What is expected: Print the whole listing, unchanged.

________________________________________

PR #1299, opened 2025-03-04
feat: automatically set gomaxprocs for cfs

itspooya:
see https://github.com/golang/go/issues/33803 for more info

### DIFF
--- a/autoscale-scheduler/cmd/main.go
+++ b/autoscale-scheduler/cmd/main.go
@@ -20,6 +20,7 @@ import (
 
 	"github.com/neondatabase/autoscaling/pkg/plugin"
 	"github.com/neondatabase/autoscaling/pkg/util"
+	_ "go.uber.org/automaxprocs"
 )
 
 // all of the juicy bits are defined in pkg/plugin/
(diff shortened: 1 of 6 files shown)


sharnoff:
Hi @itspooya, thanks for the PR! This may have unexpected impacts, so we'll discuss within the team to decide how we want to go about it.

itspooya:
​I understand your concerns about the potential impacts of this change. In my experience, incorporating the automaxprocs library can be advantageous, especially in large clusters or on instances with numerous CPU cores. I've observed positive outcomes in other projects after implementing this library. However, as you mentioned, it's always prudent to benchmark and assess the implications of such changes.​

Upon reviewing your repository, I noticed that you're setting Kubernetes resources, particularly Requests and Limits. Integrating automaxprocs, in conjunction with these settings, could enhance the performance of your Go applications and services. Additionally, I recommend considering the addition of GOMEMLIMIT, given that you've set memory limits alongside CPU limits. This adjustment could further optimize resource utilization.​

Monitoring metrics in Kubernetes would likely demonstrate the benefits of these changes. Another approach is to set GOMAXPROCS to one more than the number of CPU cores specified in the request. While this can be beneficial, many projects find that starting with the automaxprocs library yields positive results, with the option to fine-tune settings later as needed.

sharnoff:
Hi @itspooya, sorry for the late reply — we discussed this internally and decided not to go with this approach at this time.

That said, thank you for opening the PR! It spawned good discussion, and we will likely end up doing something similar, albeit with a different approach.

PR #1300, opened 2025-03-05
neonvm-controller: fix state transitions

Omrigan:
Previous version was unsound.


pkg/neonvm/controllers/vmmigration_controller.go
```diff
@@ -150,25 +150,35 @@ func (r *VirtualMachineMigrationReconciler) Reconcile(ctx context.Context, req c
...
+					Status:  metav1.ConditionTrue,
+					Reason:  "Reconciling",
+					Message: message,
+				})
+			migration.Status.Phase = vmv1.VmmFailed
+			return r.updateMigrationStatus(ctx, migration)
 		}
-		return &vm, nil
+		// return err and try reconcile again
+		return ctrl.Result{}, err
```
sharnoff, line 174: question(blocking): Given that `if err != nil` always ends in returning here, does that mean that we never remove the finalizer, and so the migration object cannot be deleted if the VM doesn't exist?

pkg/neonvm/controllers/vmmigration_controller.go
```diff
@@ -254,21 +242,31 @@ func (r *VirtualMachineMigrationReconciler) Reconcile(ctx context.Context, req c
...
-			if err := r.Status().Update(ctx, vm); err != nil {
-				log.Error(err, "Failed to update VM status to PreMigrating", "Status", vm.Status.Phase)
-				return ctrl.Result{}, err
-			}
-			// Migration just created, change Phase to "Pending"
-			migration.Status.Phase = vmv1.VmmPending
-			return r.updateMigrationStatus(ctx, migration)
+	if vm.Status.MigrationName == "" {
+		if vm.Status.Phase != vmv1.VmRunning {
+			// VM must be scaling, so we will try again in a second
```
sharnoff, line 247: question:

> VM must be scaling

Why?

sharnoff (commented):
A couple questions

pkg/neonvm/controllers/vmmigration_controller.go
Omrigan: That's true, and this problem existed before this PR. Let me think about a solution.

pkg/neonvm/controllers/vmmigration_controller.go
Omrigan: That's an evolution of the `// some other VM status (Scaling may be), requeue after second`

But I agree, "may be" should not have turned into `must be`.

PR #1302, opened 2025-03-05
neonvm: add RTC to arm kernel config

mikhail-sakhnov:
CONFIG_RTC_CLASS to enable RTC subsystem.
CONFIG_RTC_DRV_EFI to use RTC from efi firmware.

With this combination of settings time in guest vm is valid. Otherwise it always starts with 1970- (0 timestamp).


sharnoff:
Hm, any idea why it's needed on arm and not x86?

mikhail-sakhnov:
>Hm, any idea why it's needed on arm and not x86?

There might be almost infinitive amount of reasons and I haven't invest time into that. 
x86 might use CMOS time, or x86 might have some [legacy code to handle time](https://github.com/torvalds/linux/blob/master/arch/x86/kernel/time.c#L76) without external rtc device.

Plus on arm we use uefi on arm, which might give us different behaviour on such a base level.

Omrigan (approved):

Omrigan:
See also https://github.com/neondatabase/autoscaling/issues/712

________________________________________

Reply:
PR #1299, opened 2025-03-04
feat: automatically set gomaxprocs for cfs

itspooya:
see https://github.com/golang/go/issues/33803 for more info

### DIFF
--- a/autoscale-scheduler/cmd/main.go
+++ b/autoscale-scheduler/cmd/main.go
@@ -20,6 +20,7 @@ import (
 
 	"github.com/neondatabase/autoscaling/pkg/plugin"
 	"github.com/neondatabase/autoscaling/pkg/util"
+	_ "go.uber.org/automaxprocs"
 )
 
 // all of the juicy bits are defined in pkg/plugin/
(diff shortened: 1 of 6 files shown)


sharnoff:
Hi @itspooya, thanks for the PR! This may have unexpected impacts, so we'll discuss within the team to decide how we want to go about it.

itspooya:
​I understand your concerns about the potential impacts of this change. In my experience, incorporating the automaxprocs library can be advantageous, especially in large clusters or on instances with numerous CPU cores. I've observed positive outcomes in other projects after implementing this library. However, as you mentioned, it's always prudent to benchmark and assess the implications of such changes.​

Upon reviewing your repository, I noticed that you're setting Kubernetes resources, particularly Requests and Limits. Integrating automaxprocs, in conjunction with these settings, could enhance the performance of your Go applications and services. Additionally, I recommend considering the addition of GOMEMLIMIT, given that you've set memory limits alongside CPU limits. This adjustment could further optimize resource utilization.​

Monitoring metrics in Kubernetes would likely demonstrate the benefits of these changes. Another approach is to set GOMAXPROCS to one more than the number of CPU cores specified in the request. While this can be beneficial, many projects find that starting with the automaxprocs library yields positive results, with the option to fine-tune settings later as needed.

sharnoff:
Hi @itspooya, sorry for the late reply — we discussed this internally and decided not to go with this approach at this time.

That said, thank you for opening the PR! It spawned good discussion, and we will likely end up doing something similar, albeit with a different approach.

PR #1300, opened 2025-03-05
neonvm-controller: fix state transitions

Omrigan:
Previous version was unsound.


pkg/neonvm/controllers/vmmigration_controller.go
```diff
@@ -150,25 +150,35 @@ func (r *VirtualMachineMigrationReconciler) Reconcile(ctx context.Context, req c
...
+					Status:  metav1.ConditionTrue,
+					Reason:  "Reconciling",
+					Message: message,
+				})
+			migration.Status.Phase = vmv1.VmmFailed
+			return r.updateMigrationStatus(ctx, migration)
 		}
-		return &vm, nil
+		// return err and try reconcile again
+		return ctrl.Result{}, err
```
sharnoff, line 174: question(blocking): Given that `if err != nil` always ends in returning here, does that mean that we never remove the finalizer, and so the migration object cannot be deleted if the VM doesn't exist?

pkg/neonvm/controllers/vmmigration_controller.go
```diff
@@ -254,21 +242,31 @@ func (r *VirtualMachineMigrationReconciler) Reconcile(ctx context.Context, req c
...
-			if err := r.Status().Update(ctx, vm); err != nil {
-				log.Error(err, "Failed to update VM status to PreMigrating", "Status", vm.Status.Phase)
-				return ctrl.Result{}, err
-			}
-			// Migration just created, change Phase to "Pending"
-			migration.Status.Phase = vmv1.VmmPending
-			return r.updateMigrationStatus(ctx, migration)
+	if vm.Status.MigrationName == "" {
+		if vm.Status.Phase != vmv1.VmRunning {
+			// VM must be scaling, so we will try again in a second
```
sharnoff, line 247: question:

> VM must be scaling

Why?

sharnoff (commented):
A couple questions

pkg/neonvm/controllers/vmmigration_controller.go
Omrigan: That's true, and this problem existed before this PR. Let me think about a solution.

pkg/neonvm/controllers/vmmigration_controller.go
Omrigan: That's an evolution of the `// some other VM status (Scaling may be), requeue after second`

But I agree, "may be" should not have turned into `must be`.

PR #1302, opened 2025-03-05
neonvm: add RTC to arm kernel config

mikhail-sakhnov:
CONFIG_RTC_CLASS to enable RTC subsystem.
CONFIG_RTC_DRV_EFI to use RTC from efi firmware.

With this combination of settings time in guest vm is valid. Otherwise it always starts with 1970- (0 timestamp).


sharnoff:
Hm, any idea why it's needed on arm and not x86?

mikhail-sakhnov:
>Hm, any idea why it's needed on arm and not x86?

There might be almost infinitive amount of reasons and I haven't invest time into that. 
x86 might use CMOS time, or x86 might have some [legacy code to handle time](https://github.com/torvalds/linux/blob/master/arch/x86/kernel/time.c#L76) without external rtc device.

Plus on arm we use uefi on arm, which might give us different behaviour on such a base level.

Omrigan (approved):

Omrigan:
See also https://github.com/neondatabase/autoscaling/issues/712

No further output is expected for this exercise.